My own small son gave insight into autistic-reality tensions. For
his birthday he was given a vicious little soldier-doll; complete
with scarred face, movable limbs, and murderous paraphernalia of war,
it captivated my boy. For close to two years he was absorbed with the
"G.I. Joe" and played with nothing else.
One summer day, he became even more fey than usual, withdrawn, faraway
and quiet. He ate little, looking at us with the strange pitying look
of one possessed of universal secrets. He would not leave the house but
sat quietly with his soldier-doll, no longer playing or speaking. The
spell lasted four days, when he was suddenly himself again.
Later he voluntarily, if haltingly, explained to me why he had been "so
rude" those four days. It had occurred to him, in a burst of insight,
that his G.I. Joe could become alive for him, as he had passionately
wished and daydreamed about so long, and that they could play together
for ever and ever. But, and here he groped his way carefully, G.I. Joe
would have been alive only for him, not for anyone else, and then he,
my son, could no longer have been a part of us, his family, or take part
in things we did.
The issues were clear-cut, equally real, and equally rewarding. His
decision had been no light thing, weighed those silent days. Why
we
happened to win I will never know. Perhaps we rather lost. Life should
be a venture of liberty, with a safe harbor for return. Perhaps my son
would only have entered on an adventurous path, as don Juan the sorcerer
might say, and probably that path might have been traversed more freely
than we can imagine. Ronald Laing, the Scotch psychiatrist, would have
understood and sympathized with my boy. Laing knows the social structure
to be every bit as much an exercise in madness as these opposites. He
considers escape from our world a fairly rational maneuver, if rather
an exchange of chains.
Back to the autistic procedures. A-thinking is not reality adjusted,
and so not hinged about by modifications to what can and cannot be
true. Children distinguish from an early age that certain experiences
are considered unreal by their superiors, since eliciting either no
adult responsive-verification or a negative adult response. This is mere
arbitrariness to a child, however, not an absolute. A child's world is
"quasi-hallucinatory," as Smythies calls it, though nonetheless real for
that. Only little by little does a child adopt criteria for true-false
in keeping with the relationship of parents and society. He does this as
the rewards from and demands by that relationship grow. Piaget considers
early adolescence the breakpoint for a new psychological stage and the
full development of logic. It is not just fortuitous that this coincides
with a growing peer group demand for other-directedness, culminating in
that absolutely-other demand, sexuality.
Autistic thinking is self-contained. It operates beyond the restrictions
and modifications of a world. That is why this kind of thinking can make
an unlimited synthesis of experience. Anything is "true" in A-thinking;
any of its constructions are "universals," or cosmic truths. It is just
this capacity, still operating in the adult mind, even though only
peripherally and unconsciously, that creates the postulate arriving
full-blown in the brain.
The
Eureka!
illumination is unavailable to the constructions of logical
thought, but dependent on the machinations of logical thought with its
selective screening. Logical thought operates by limitation, selecting
from potential some specific isolated desire. The autistic is a continuum,
an "everything," and so nothing. A conscious desire held to passionately,
or ultimately, until it excludes other ideas that would inhibit it, thus
takes on the characteristics of autistic non-ambiguity, and furnishes a
point of focus for this autistic capacity. The autistic can synthesize
this desire into a unified postulate or answer relating far beyond the
limited materials of the triggering passion. The given postulate can,
in turn, change world views, and worlds-to-view.
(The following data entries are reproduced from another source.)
PR #2671, opened 2026-08-15
docs: clarify PKey.sign_ssh_data return types

### LINKED ISSUE #2539: [BUG] - Return value for sign_ssh_data in PKey is incorrect in subclasses

Client

Keys/auth

3.5.1

3.12.11

MacOS, Linux

_No response_

_No response_

### Expected/desired behavior

The documentation and typing information for PKey.sign_ssh_data is not correct for all subclasses.

The documentation states that the return type is:

> Returns
an SSH signature [message](https://docs.paramiko.org/en/stable/api/message.html#paramiko.message.Message).

https://docs.paramiko.org/en/stable/api/keys.html#paramiko.pkey.PKey.sign_ssh_data

However, for some subclasses of PKey, this is not correct. For instance, AgentKey, the return type is `bytes`.

https://docs.paramiko.org/en/stable/api/agent.html?highlight=agentkey#paramiko.agent.AgentKey

https://github.com/paramiko/paramiko/blob/d9ab89a0f8ae37a25d44565d5eb03a5d93fed5b9/paramiko/agent.py#L484

### Actual behavior

Actual behavior is that depending on the key that does the signing, you might need to handle both Message and bytes return values.

### How to reproduce

_No response_

### Anything else?

This is probably already known and handled by users of this package, but trying to build a generic signing part of my application. I ran into this issue when I expected things to be a Message but in fact there were two types other than handle here.

Most likely the fix here is to just update the documentation and return types for types-paramiko.

nightcityblade:
Fixes #2539

`AgentKey.sign_ssh_data()` returns an encoded byte string, while locally held key implementations return a `Message`. Clarify the generic `PKey` API documentation and its return type so the inherited AgentKey documentation no longer promises only `Message`.

Tests:
- `uv run flake8 paramiko/pkey.py`
- `uv run codespell paramiko/pkey.py`
- `uv run pytest tests/test_pkey.py -q` (39 passed, 1 skipped)
- `uv run sphinx-build -E -W -b html sites/docs sites/docs/_build`

### DIFF
--- a/paramiko/pkey.py
+++ b/paramiko/pkey.py
@@ -416,15 +416,18 @@ class PKey:
 
     def sign_ssh_data(self, data, algorithm=None):
         """
-        Sign a blob of data with this private key, and return a `.Message`
-        representing an SSH signature message.
+        Sign a blob of data with this private key, and return an SSH signature
+        message.
 
         :param bytes data:
             the data to sign.
         :param str algorithm:
             the signature algorithm to use, if different from the key's
             internal name. Default: ``None``.
-        :return: an SSH signature `message <.Message>`.
+        :rtype: `.Message` or bytes
+        :return:
+            an SSH signature `message <.Message>`, or the encoded message as
+            ``bytes`` for agent-backed keys.
 
         .. versionchanged:: 2.9
             Added the ``algorithm`` kwarg.


nightcityblade:
CI note: the only failing job is `Lint`, and current `main` at d60d5c1 has the same failing CircleCI workflow. All other PR jobs passed, including Docs, Style check, Spellcheck, and every test matrix job. The changed file also passes `flake8 paramiko/pkey.py` locally, so I have kept this documentation PR focused rather than including an unrelated baseline lint fix.

bskinn:

Issue #2550, opened 2025-10-24
[SUPPORT] - Failed to import in latest python 3.14


ruiyang2015:
### Are you using paramiko as a client or server?

Client

### What feature(s) aren't working right?

Something else

### What version(s) of paramiko are you using?

4.0.0

### What version(s) of Python are you using?

3.14

### What operating system and version are you using?

MacOS

### If you're connecting as a client, which SSH server are you connecting to?

SFTP

### What are you trying to do with paramiko?

when import paramiko in python 3.14, getting following import error:
```
Traceback (most recent call last):
  File "<python-input-0>", line 1, in <module>
    import paramiko
  File "/Users/ruiyang/Go/src/github.com/ascend-io/ascend-core/.venv/lib/python3.14/site-packages/paramiko/__init__.py", line 24, in <module>
    from paramiko.transport import (
    ...<3 lines>...
    )
  File "/Users/ruiyang/Go/src/github.com/ascend-io/ascend-core/.venv/lib/python3.14/site-packages/paramiko/transport.py", line 98, in <module>
    from paramiko.ed25519key import Ed25519Key
  File "/Users/ruiyang/Go/src/github.com/ascend-io/ascend-core/.venv/lib/python3.14/site-packages/paramiko/ed25519key.py", line 22, in <module>
    import nacl.signing
  File "/Users/ruiyang/Go/src/github.com/ascend-io/ascend-core/.venv/lib/python3.14/site-packages/nacl/signing.py", line 16, in <module>
    import nacl.bindings
  File "/Users/ruiyang/Go/src/github.com/ascend-io/ascend-core/.venv/lib/python3.14/site-packages/nacl/bindings/__init__.py", line 186, in <module>
    from nacl.bindings.crypto_secretstream import (
    ...<15 lines>...
    )
  File "/Users/ruiyang/Go/src/github.com/ascend-io/ascend-core/.venv/lib/python3.14/site-packages/nacl/bindings/crypto_secretstream.py", line 14, in <module>
    from typing import ByteString, Optional, Tuple, cast
ImportError: cannot import name 'ByteString' from 'typing' (/Users/ruiyang/.local/share/uv/python/cpython-3.14.0b1-macos-aarch64-none/lib/python3.14/typing.py)
```

### How are you trying to do it, and what's happening instead?

i am trying to upgrade to latest stable python release 3.14 and facing import error for the paramiko package

bskinn:
[...]

Issue #2527, opened 2025-07-29
State of removing PyNaCl?


bseidenberg:
Hi!

We are very interested in removing the dependency on PyNaCl from Paramiko. This is currently limited to paramiko/ed25519key.py. I was working on preparing a patch when I discovered that there was existing work for this. Both https://github.com/paramiko/paramiko/pull/1806 and https://github.com/paramiko/paramiko/pull/2103 have been pending for some time. It looks like they were blocked waiting for a dependency version bump that happened with Paramiko 3.0. 

What would it take to realize this? Given our interest, I am able to dedicate some bandwidth to working on this. Would refreshing [PR 1806](https://github.com/paramiko/paramiko/pull/1806) be the best path forward?

Thanks!
Benjamin

crlorentzen:
Following up on this issue. 

We continue to be interested in removing PyNaCl from Paramiko. We believe this is worthwhile reducing dependencies and deployment size. We are looking for agreement on the path forward.

crlorentzen:
@bitprophet With paramiko 5.0 out, we wanted to check, is there appetite for removing PyNaCl in favor of the existing cryptography dependency? 

We see requests since 2019 (#1419) and working PRs since 2021 (#1806, #2103). In early 2023 there appeared to be appetite post-3.0, is anything still blocking this? 

We're happy to refresh PR(s) if you would be open to accepting PyNaCl's removal.

PR #2679, opened 2026-08-26
Use Cryptography instead of PyNaCl for Ed25519 keys

toabctl:
`Ed25519Key` is the only thing left in Paramiko that uses PyNaCl, so this moves
it over to Cryptography and drops `pynacl` from the requirements.

Ed25519 support landed in 2.2 (#325 via #972) on PyNaCl because Cryptography
had no Ed25519 primitive at the time. It got one in 2.6, and our floor is
already 3.3, so it has been available to us the whole time. Same approach as
@adiroiban's #1806 and @boyxuper's #2103, both of which have gone stale against
main — credit for it is theirs. Refs #1419 and #2527.

Besides shedding a dependency that generates a steady trickle of install and
import reports (#1265, #1435, most recently #2550), the reason I care about
this: Paramiko already lets OpenSSL decide what is usable, e.g.
`KexCurve25519.is_available()` drops curve25519 when OpenSSL refuses it.
Ed25519 is the one algorithm that cannot take part, because libsodium does not
know the OpenSSL configuration exists. On a host with a restricted algorithm
policy, OpenSSL will happily do Ed25519 — its FIPS provider has registered it
`fips=yes` since 3.4.0 — while libsodium simply is not in the picture. This
does not make Paramiko work under such a policy by itself, mind: `hashlib.md5()`
in `pkey.py` is still there, which is #396 and what #1928 / #2189 are about.
Nothing here overlaps those in `paramiko/`.

Three things that are not obvious from the diff:

- I used `public_bytes(Encoding.Raw, PublicFormat.Raw)` rather than the nicer
  `public_bytes_raw()`, which only exists in Cryptography 40+; the floor cell is
  still 3.3.2.
- `_fields` now holds raw bytes rather than the key object. Cryptography's key
  objects compare by identity on 3.3.2 and 39.0.0, and are unhashable on recent
  versions — and `PKey.__eq__`/`__hash__` are both built on `_fields`. Swap the
  bytes back for the object and `test_ed25519_compare` fails either way, once I
  added a `hash()` assertion to it; without that assertion only the equality
  half was caught.
- Cryptography's `verify()` takes `(signature, data)`, the other way round from
  PyNaCl's.

The one API change is `Ed25519Key.verifying_key`, which now returns an
`Ed25519PublicKey` instead of a `nacl.signing.VerifyKey`; there is a warning on
the changelog entry. I filed that as `:support:` — happy to move it if you would
rather it waited for a major.

Wire format is unchanged, and as Ed25519 is deterministic the new test pins the
exact signature the PyNaCl code produced for the existing fixture.

I diffed behaviour against main across certificates, `PKey.from_path`,
`from_type_string`, deepcopy, equality/hashing/set membership, fingerprints,
`get_bits`, `identifiers`, malformed key blobs and partly-initialised objects.
All identical, including error types. Three things do differ:

- `pickle.dumps()` on an `Ed25519Key` now raises `TypeError`, as Cryptography's
  key objects are not picklable. Worth knowing, though `RSAKey` and `ECDSAKey`
  are already unpicklable on main for exactly this reason — Ed25519Key was the
  only one that worked, by accident of PyNaCl. `copy.deepcopy()` still works.
- `verify_ssh_sig()` with a signature that is not 64 bytes used to raise
  `ValueError` out of a remote-supplied value; it now returns `False`. That
  looks like an improvement, but it is a change.
- On a host whose OpenSSL refuses Ed25519 — a FIPS provider older than 3.4.0,
  or OpenSSL below 1.1.1b — loading a key or parsing a peer's host key now
  raises `UnsupportedAlgorithm` where PyNaCl was simply unaffected by the
  policy. Obeying the policy is the point, but the failure is not graceful:
  `import paramiko` is fine, however `ssh-ed25519` stays in `_preferred_keys`,
  since there is no availability gate for host key algorithms like the one
  `KexCurve25519` has. Happy to add one if you want it here rather than
  separately.

Tested with `pynacl` uninstalled: the full suite on 3.13, which leaves exactly
the same 17 failures as unpatched 142f593e (the `AgentKey.public_blob` ones,
#2462), and `test_pkey.py`, `pkey.py`, `test_hostkeys.py` on 3.9 against all
three of your cryptography cells — 3.3.2, 39.0.0 and the newly added 48.0.0.
Worth noting 48.0.0 makes the `_fields` change load-bearing rather than
theoretical: `Ed25519PublicKey` is unhashable there, so the object form would
raise.
`test_ed25519_32bit_collision` is skipped off 32-bit, so I checked by hand that
the two badhash fixtures still differ in `_fields`.

Rebased onto 142f593e. This previously carried a second commit fixing the E501
in `tests/pkey.py`; you fixed that line yourself with a `# noqa` in the
meantime, so I dropped mine — this is now a single commit touching five files,
none of which you've changed upstream.

### DIFF
--- a/paramiko/ed25519key.py
+++ b/paramiko/ed25519key.py
@@ -17,14 +17,32 @@
 from typing import Union
 
 import bcrypt
-import nacl.signing
+from cryptography.exceptions import InvalidSignature
 from cryptography.hazmat.backends import default_backend
+from cryptography.hazmat.primitives import serialization
+from cryptography.hazmat.primitives.asymmetric.ed25519 import (
+    Ed25519PrivateKey,
+    Ed25519PublicKey,
+)
 from cryptography.hazmat.primitives.ciphers import Cipher
 
 from paramiko.message import Message
 from paramiko.pkey import OPENSSH_AUTH_MAGIC, PKey, _unpad_openssh
 from paramiko.ssh_exception import PasswordRequiredException, SSHException
 from paramiko.util import b
+
+
+def _public_bytes(key: Ed25519PublicKey) -> bytes:
+    """
+    Return the 32 raw bytes of ``key``, as used in the SSH ``ssh-ed25519``
+    key blob.
+
+    Cryptography's own ``public_bytes_raw`` is tidier, but only exists as of
+    version 40; this spelling works on every version we support.
+    """
+    return key.public_bytes(
+        serialization.Encoding.Raw, serialization.PublicFormat.Raw
+    )
 
 
 class Ed25519Key(PKey):
@@ -54,7 +72,9 @@ class Ed25519Key(PKey):
                 key_type=self.name,
                 cert_type="ssh-ed25519-cert-v01@openssh.com",
             )
-            self._verifying_key = nacl.signing.VerifyKey(msg.get_binary())
+            self._verifying_key = Ed25519PublicKey.from_public_bytes(
+                msg.get_binary()
+            )
         elif filename is not None:
             with open(filename, "r") as f:
                 pkformat, data = self._read_private_key("OPENSSH", f)
@@ -147,10 +167,10 @@ class Ed25519Key(PKey):
             key_data = message.get_binary()
             # The second half of the key data is yet another copy of the public
             # key...
-            signing_key = nacl.signing.SigningKey(key_data[:32])
+            signing_key = Ed25519PrivateKey.from_private_bytes(key_data[:32])
             # Verify that all the public keys are the same...
             assert (
-                signing_key.verify_key.encode()
+                _public_bytes(signing_key.public_key())
                 == public
                 == public_keys[i]
                 == key_data[32:]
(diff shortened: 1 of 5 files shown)


toabctl:
@bitprophet is this something you would accept/merge ?

bskinn:

Closing this PR due to inferred AI authorship. My apologies for adding the `Ready for review` and then walking back; I labeled before I took a close look.

toabctl:
@bskinn if I do this now manually, would there be a chance to get this accepted? Including the technical direction?

adiroiban:
I am 100% onboard with rejected LLM contributions.

The original contribution from 2021 was not LLM generated.

@bskinn if you have time and want to review and merge that work, I am happy to resume working on it.

I am using paramiko only to support some automated testing...so I created a fork that works well for me since 2021 ... so for me it's not a big blocker if this is not resolved.
But I am happy to help so that I don't have to keep my patching.

Thanks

The free-synthesis capacity of A-thinking, able to draw on the continuum
of reality experience and potential as it does, is what gives all really
new ideas their "initial element of foolishness," as Whitehead wrote of
all genuinely new notions. Consider, for instance, David Bohm and all
those billions of tons of energy from a cubic centimeter of nothing
at all, or Jesus moving those mountains with the faith of a grain of
mustard seed.
Piaget felt that autistic thinking corresponded with "primitive
psychological causality, implying magic." Belief that any desire
whatsoever can influence objects, the belief in the "obedience of external
things," sets up a confusion "between self and world," Piaget claimed,
which destroys both "logical truth and objective existence."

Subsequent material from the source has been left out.